Copy out all lines in the data below containing the string "opened".

Saved data entries
++++++++
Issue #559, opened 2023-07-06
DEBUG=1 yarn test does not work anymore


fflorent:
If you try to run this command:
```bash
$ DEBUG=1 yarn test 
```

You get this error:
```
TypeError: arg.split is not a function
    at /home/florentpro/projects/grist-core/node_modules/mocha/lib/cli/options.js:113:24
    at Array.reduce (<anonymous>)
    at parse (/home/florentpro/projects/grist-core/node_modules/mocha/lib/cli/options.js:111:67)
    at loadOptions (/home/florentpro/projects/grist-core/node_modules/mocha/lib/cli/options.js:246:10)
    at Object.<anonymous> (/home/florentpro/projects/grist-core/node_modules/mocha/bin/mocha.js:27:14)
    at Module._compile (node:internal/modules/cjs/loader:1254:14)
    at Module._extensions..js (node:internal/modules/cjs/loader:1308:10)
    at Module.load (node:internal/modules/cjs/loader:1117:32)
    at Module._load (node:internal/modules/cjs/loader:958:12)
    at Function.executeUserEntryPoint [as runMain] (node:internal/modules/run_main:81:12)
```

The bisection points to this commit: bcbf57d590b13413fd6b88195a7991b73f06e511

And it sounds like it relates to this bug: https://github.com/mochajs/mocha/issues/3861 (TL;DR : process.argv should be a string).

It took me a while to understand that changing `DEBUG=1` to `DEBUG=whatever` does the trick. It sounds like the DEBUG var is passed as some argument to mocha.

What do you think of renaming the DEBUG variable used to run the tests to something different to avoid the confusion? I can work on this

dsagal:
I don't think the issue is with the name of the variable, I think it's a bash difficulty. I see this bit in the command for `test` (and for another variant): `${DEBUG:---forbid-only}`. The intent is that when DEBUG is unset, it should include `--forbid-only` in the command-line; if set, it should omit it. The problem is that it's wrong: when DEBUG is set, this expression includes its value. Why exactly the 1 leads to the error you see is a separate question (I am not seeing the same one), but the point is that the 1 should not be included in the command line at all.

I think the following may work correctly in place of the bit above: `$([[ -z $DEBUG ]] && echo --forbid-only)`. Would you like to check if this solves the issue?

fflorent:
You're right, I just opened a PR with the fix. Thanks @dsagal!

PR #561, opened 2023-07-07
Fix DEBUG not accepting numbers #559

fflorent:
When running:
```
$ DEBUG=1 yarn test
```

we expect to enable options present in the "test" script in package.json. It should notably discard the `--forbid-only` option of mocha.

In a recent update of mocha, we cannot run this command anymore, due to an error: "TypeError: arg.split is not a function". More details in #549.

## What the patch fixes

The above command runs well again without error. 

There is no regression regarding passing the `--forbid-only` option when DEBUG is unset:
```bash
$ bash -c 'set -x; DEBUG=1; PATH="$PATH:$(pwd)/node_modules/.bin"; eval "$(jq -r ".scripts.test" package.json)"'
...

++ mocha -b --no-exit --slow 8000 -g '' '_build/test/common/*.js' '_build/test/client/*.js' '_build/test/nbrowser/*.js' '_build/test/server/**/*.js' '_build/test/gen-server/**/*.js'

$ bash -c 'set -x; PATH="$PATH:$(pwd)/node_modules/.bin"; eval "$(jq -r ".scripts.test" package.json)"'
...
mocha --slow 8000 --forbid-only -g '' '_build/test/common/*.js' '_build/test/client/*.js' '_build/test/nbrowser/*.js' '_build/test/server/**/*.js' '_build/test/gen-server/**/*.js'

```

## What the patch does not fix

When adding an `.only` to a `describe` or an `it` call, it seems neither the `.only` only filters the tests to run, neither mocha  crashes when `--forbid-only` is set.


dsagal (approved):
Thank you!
++++++++
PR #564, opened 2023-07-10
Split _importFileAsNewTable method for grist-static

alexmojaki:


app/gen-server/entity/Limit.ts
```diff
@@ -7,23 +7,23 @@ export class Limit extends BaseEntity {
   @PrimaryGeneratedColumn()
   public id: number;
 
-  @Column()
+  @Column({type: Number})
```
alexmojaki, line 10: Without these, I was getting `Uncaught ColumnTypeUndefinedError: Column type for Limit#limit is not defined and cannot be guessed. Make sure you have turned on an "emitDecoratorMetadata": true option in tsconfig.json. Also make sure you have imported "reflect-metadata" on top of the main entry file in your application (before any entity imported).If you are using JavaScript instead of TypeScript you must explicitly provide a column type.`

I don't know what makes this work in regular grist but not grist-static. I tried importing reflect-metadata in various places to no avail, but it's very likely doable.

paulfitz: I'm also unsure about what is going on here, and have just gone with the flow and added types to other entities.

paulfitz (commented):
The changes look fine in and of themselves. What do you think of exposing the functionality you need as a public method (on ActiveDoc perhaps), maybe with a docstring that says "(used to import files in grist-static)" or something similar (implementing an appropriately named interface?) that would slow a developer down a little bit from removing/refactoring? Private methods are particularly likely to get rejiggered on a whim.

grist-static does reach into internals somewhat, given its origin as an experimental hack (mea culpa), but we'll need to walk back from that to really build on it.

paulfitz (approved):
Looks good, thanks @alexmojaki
++++++++
Exercise result:
Issue #559, opened 2023-07-06
You're right, I just opened a PR with the fix. Thanks @dsagal!
PR #561, opened 2023-07-07
PR #564, opened 2023-07-10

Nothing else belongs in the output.